§ **What you should do**:
Go line by line through the records below. Copy whichever lines contain the string "widgets".

[Saved entries]

========

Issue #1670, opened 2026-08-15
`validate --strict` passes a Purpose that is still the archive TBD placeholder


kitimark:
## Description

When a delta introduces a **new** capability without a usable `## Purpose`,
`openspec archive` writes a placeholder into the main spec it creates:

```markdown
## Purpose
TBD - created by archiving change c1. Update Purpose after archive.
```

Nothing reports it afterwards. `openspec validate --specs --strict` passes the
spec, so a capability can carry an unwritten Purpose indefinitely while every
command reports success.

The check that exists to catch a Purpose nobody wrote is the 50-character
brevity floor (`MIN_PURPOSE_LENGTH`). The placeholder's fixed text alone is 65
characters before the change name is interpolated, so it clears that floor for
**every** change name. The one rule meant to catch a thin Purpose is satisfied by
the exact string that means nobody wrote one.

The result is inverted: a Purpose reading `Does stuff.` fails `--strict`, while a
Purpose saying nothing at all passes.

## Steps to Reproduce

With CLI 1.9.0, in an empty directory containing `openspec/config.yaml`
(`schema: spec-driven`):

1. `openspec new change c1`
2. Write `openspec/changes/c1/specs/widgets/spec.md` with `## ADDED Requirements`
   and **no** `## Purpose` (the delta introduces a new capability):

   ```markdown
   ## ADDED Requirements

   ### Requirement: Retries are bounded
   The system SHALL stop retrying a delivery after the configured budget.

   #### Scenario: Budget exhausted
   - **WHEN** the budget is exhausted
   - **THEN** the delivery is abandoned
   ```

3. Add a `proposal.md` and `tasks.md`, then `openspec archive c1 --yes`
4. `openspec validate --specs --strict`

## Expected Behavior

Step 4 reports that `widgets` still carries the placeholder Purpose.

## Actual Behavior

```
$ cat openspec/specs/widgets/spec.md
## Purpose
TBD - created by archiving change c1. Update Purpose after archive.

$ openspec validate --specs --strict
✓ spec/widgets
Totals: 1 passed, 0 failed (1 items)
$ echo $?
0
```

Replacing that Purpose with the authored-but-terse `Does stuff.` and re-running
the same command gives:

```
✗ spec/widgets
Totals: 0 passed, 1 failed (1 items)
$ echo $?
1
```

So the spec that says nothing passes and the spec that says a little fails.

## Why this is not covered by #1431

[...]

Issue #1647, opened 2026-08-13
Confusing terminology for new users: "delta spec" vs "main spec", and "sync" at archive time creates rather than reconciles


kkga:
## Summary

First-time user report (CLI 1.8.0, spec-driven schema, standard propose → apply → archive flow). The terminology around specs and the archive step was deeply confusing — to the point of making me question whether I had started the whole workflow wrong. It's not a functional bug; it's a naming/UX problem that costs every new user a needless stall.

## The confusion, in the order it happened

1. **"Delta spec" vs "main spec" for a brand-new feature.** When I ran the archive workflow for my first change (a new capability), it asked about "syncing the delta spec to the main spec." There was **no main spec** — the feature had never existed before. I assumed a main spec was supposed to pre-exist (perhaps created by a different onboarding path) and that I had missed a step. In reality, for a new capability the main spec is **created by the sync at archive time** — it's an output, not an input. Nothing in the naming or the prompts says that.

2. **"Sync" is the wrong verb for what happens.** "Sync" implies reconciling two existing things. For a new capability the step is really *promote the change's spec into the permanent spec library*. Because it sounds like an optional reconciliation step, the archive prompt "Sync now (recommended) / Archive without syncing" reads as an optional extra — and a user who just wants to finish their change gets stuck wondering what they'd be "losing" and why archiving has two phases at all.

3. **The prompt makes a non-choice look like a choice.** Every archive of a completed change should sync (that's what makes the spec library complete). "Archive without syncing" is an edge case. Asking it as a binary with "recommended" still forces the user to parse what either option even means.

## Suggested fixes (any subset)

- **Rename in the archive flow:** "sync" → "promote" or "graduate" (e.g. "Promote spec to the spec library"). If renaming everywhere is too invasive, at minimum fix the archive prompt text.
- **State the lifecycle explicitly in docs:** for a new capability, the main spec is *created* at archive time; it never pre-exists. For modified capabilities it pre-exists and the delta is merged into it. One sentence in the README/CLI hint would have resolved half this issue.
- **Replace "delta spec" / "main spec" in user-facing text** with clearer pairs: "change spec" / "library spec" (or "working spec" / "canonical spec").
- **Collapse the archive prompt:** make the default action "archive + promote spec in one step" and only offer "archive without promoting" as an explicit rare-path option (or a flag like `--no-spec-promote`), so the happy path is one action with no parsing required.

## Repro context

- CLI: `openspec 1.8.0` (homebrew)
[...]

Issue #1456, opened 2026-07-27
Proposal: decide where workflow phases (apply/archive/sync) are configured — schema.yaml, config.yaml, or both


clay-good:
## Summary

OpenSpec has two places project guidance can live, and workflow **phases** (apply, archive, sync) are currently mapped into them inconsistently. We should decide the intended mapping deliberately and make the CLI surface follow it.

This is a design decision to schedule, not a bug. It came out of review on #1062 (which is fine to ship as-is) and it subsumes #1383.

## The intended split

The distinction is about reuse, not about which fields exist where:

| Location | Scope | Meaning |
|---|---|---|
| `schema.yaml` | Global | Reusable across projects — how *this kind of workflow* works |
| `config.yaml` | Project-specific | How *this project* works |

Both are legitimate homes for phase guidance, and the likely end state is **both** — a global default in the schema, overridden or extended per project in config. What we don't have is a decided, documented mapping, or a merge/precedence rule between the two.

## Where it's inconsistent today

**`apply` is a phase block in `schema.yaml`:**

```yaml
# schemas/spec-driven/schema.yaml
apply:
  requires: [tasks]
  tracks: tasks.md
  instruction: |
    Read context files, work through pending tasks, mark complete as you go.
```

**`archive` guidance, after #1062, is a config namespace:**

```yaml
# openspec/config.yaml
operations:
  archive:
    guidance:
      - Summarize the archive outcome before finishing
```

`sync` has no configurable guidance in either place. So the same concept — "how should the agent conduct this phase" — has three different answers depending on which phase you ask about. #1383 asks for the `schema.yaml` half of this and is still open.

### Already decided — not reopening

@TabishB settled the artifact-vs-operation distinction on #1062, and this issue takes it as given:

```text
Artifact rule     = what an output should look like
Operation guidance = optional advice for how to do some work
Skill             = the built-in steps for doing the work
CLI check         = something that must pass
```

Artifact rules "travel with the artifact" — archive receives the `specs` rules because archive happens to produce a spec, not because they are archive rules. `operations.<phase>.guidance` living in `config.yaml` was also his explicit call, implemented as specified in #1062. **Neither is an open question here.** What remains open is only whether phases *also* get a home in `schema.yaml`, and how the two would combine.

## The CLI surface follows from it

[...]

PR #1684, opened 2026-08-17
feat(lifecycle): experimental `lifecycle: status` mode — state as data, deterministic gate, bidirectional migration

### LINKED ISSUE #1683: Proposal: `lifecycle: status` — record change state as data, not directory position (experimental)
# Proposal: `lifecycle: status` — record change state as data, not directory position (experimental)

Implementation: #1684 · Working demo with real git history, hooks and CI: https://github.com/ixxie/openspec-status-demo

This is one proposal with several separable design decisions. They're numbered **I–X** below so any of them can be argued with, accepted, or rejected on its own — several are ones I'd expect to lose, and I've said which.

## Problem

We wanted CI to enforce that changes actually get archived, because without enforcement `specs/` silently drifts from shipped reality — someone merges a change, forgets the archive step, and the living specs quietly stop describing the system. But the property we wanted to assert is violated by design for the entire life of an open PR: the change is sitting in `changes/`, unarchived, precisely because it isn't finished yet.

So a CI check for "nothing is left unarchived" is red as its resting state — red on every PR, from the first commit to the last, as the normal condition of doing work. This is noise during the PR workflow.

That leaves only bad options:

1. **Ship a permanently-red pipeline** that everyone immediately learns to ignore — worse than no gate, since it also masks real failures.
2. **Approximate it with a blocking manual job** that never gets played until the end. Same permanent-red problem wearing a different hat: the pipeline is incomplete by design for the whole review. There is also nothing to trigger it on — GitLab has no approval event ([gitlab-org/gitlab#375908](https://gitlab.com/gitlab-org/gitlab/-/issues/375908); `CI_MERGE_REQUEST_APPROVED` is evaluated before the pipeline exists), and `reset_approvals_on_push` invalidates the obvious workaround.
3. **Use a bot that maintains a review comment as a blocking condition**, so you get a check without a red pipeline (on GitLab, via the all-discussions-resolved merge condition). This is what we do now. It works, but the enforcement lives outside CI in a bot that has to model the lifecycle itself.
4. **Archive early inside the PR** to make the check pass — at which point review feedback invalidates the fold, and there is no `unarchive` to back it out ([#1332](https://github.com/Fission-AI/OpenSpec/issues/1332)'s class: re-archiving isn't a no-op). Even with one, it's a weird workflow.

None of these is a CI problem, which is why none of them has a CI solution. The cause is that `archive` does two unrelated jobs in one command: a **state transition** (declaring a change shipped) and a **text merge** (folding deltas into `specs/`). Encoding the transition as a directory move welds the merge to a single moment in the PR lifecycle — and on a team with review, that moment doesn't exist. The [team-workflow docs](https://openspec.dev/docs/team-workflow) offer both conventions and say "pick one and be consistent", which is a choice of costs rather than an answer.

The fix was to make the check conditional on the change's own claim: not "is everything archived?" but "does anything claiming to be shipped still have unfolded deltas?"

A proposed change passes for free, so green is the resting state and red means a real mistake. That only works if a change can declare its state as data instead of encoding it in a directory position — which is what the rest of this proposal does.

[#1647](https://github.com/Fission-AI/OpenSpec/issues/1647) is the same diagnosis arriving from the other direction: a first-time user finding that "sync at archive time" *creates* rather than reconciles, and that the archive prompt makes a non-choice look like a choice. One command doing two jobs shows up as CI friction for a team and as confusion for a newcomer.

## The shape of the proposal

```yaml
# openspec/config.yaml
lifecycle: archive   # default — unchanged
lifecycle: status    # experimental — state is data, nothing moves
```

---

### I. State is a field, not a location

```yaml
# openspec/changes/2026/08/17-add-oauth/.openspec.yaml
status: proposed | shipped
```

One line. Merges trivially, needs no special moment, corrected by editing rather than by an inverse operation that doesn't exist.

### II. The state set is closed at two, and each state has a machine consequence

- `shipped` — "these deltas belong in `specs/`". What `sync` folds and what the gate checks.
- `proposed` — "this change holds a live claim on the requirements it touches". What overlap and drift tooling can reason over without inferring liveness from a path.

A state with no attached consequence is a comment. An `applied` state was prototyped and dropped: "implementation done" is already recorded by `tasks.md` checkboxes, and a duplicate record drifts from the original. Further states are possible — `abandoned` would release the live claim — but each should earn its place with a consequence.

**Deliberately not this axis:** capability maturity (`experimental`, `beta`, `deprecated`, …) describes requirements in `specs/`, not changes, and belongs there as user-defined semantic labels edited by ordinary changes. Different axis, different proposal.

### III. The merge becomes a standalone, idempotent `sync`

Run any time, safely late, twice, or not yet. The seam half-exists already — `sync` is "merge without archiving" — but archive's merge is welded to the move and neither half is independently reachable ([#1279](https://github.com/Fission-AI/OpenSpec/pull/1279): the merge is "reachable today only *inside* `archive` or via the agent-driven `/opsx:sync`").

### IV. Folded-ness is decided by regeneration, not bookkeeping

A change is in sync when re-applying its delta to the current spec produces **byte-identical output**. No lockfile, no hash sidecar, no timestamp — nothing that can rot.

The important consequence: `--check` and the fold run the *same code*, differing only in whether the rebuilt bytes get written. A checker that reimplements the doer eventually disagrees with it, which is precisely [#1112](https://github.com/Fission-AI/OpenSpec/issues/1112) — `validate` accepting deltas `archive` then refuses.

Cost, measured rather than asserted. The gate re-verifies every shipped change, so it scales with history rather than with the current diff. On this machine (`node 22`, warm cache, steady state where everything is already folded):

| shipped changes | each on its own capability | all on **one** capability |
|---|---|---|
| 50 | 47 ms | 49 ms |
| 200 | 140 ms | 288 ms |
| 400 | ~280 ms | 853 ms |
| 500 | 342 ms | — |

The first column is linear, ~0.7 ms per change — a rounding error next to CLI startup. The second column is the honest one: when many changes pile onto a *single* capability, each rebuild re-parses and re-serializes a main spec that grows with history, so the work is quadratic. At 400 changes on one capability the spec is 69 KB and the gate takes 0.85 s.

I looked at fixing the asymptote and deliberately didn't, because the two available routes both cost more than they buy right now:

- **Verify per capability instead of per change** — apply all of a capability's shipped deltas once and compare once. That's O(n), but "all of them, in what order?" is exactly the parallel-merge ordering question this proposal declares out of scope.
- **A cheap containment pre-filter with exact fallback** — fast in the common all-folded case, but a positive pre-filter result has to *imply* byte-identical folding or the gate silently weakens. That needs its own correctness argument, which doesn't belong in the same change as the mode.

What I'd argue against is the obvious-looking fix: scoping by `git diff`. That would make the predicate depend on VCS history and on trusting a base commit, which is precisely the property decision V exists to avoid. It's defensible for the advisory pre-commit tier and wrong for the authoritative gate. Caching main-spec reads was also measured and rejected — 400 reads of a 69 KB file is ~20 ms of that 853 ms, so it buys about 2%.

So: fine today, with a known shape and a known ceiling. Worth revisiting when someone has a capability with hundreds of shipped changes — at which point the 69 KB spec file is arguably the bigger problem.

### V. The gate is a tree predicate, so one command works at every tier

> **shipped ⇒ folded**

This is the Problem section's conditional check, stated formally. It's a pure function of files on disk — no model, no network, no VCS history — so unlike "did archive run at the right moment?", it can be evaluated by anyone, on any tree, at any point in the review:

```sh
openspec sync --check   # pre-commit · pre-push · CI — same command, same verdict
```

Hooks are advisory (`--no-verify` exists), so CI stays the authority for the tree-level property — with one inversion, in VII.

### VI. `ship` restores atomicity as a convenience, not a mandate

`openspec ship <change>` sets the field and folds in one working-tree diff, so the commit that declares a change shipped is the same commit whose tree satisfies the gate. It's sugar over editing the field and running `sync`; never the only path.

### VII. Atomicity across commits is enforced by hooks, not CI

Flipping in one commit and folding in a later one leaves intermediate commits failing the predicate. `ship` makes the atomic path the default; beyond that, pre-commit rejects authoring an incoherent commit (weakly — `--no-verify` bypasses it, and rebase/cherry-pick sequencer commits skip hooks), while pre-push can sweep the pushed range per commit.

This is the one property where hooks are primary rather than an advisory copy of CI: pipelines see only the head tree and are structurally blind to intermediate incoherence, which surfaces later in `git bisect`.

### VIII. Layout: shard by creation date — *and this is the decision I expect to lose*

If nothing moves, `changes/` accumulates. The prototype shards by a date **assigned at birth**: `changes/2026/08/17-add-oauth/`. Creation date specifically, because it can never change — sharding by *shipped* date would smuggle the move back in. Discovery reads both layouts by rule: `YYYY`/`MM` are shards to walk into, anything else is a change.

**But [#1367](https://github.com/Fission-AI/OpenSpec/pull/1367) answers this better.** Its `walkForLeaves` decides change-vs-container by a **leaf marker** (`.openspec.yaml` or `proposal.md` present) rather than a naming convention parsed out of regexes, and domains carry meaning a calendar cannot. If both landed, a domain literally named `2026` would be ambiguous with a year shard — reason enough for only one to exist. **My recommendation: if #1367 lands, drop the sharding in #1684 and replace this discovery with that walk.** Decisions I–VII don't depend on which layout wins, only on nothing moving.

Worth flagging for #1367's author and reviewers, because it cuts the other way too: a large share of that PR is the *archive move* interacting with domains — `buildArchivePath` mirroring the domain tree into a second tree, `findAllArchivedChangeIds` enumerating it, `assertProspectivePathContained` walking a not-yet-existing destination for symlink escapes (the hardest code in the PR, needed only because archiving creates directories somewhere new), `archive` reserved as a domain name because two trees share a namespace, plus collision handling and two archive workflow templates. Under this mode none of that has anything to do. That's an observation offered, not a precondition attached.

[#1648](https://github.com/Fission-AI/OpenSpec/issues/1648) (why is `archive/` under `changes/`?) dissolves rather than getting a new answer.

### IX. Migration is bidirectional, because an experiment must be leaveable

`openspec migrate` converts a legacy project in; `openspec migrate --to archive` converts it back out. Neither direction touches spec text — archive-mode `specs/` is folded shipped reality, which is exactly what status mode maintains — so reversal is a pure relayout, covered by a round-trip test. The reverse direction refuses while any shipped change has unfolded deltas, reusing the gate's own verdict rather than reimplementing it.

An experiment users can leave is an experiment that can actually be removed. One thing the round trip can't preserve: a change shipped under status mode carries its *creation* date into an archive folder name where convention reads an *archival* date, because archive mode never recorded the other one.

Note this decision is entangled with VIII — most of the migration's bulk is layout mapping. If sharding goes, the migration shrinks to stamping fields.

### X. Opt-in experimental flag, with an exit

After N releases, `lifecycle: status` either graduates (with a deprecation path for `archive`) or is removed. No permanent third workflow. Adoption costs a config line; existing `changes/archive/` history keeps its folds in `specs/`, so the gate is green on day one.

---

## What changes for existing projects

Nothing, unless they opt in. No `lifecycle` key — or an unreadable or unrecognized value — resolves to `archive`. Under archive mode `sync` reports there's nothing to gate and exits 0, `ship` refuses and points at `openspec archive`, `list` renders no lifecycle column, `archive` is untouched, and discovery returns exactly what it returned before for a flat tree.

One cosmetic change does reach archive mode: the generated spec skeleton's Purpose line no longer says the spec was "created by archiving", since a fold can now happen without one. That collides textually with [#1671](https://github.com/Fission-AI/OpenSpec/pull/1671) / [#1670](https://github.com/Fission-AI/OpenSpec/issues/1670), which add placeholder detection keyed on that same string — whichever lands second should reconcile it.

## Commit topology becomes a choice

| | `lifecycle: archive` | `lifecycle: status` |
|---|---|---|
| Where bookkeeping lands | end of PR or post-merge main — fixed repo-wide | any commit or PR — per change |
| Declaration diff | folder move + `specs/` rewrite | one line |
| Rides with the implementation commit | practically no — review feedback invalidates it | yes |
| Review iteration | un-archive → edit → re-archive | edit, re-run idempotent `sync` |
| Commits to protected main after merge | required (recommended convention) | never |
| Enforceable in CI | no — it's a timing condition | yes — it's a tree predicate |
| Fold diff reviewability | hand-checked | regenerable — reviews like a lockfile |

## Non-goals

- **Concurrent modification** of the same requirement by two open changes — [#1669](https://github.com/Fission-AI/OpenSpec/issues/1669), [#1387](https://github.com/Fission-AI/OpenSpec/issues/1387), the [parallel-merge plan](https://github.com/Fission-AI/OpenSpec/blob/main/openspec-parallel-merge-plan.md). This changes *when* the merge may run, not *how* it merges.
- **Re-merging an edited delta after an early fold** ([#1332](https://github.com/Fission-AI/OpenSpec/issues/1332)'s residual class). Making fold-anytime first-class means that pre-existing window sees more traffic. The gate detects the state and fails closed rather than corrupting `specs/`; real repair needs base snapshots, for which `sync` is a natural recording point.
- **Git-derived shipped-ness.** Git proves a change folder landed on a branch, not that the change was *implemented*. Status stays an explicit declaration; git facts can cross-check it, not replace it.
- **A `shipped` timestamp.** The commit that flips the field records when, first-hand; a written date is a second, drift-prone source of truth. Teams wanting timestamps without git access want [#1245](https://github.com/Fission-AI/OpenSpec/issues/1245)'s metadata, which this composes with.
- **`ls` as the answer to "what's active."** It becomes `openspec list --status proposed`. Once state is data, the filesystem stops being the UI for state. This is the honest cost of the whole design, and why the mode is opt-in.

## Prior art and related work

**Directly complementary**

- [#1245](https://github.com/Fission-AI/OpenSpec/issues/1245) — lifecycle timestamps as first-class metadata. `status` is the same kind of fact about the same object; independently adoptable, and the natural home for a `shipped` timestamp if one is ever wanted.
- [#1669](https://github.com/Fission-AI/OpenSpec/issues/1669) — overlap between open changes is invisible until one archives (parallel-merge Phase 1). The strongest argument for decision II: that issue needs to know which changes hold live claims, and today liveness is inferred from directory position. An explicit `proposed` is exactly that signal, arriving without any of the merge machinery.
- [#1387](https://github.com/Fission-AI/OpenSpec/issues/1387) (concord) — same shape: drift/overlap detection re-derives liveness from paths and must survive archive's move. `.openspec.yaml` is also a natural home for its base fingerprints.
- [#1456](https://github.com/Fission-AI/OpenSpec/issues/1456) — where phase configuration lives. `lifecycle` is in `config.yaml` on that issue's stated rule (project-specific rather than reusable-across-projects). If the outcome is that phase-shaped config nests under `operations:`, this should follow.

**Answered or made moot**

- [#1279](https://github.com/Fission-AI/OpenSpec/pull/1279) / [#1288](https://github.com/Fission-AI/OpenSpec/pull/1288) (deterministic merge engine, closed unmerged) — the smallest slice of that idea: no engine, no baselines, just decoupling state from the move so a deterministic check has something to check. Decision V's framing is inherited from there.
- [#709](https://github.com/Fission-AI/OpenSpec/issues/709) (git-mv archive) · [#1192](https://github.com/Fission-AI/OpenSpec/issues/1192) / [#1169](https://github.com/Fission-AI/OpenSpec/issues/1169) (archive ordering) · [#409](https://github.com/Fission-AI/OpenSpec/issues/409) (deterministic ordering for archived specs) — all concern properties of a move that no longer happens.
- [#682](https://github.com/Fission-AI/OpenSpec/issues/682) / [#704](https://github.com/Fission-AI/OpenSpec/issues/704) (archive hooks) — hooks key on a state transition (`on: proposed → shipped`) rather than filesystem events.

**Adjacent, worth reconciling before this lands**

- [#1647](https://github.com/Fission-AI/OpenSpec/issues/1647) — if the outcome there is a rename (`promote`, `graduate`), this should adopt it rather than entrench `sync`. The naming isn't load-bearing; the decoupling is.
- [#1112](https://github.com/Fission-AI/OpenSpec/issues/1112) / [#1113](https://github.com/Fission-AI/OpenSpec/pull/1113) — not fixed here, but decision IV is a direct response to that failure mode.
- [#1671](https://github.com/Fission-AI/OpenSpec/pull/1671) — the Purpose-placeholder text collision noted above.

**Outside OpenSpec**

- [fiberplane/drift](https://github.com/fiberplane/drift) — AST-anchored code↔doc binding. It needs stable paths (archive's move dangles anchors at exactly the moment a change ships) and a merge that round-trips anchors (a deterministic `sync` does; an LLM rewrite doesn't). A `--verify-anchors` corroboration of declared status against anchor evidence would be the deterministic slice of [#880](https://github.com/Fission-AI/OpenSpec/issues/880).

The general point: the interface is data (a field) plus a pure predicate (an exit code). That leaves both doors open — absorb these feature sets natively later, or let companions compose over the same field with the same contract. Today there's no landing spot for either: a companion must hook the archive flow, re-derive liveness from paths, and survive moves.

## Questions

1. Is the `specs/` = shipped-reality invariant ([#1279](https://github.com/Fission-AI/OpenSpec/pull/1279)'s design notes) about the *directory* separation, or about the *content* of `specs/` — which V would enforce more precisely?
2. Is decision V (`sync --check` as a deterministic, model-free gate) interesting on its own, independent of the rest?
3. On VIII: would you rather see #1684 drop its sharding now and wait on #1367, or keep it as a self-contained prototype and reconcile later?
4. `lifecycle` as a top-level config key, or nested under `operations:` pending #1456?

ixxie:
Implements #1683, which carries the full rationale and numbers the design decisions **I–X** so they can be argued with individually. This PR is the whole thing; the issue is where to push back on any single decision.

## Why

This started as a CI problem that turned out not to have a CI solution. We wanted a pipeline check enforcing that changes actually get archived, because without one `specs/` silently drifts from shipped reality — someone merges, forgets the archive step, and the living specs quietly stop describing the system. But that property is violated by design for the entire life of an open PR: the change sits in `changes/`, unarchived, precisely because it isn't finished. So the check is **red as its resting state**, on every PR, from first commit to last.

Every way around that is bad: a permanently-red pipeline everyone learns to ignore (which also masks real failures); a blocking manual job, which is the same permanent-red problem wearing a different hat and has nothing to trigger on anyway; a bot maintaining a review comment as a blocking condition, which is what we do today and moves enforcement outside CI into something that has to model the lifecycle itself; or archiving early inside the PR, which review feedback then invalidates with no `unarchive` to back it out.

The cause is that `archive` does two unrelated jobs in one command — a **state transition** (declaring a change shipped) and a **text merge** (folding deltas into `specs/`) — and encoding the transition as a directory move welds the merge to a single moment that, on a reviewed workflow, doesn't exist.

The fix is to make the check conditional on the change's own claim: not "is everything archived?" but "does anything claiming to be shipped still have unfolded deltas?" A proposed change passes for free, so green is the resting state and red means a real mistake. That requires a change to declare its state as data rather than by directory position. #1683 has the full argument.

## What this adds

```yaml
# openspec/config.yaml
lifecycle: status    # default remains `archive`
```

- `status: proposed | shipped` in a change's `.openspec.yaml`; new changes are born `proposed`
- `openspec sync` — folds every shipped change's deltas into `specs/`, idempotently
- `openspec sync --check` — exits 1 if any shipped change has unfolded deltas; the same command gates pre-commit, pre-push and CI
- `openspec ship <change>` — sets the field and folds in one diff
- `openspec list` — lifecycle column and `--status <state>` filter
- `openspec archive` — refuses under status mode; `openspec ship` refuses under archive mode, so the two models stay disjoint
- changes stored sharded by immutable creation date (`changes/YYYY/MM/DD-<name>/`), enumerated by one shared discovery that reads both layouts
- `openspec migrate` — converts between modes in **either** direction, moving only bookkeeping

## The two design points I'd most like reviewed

========

§ **Solution below**:
2. Write `openspec/changes/c1/specs/widgets/spec.md` with `## ADDED Requirements`
Step 4 reports that `widgets` still carries the placeholder Purpose.
$ cat openspec/specs/widgets/spec.md
✓ spec/widgets
✗ spec/widgets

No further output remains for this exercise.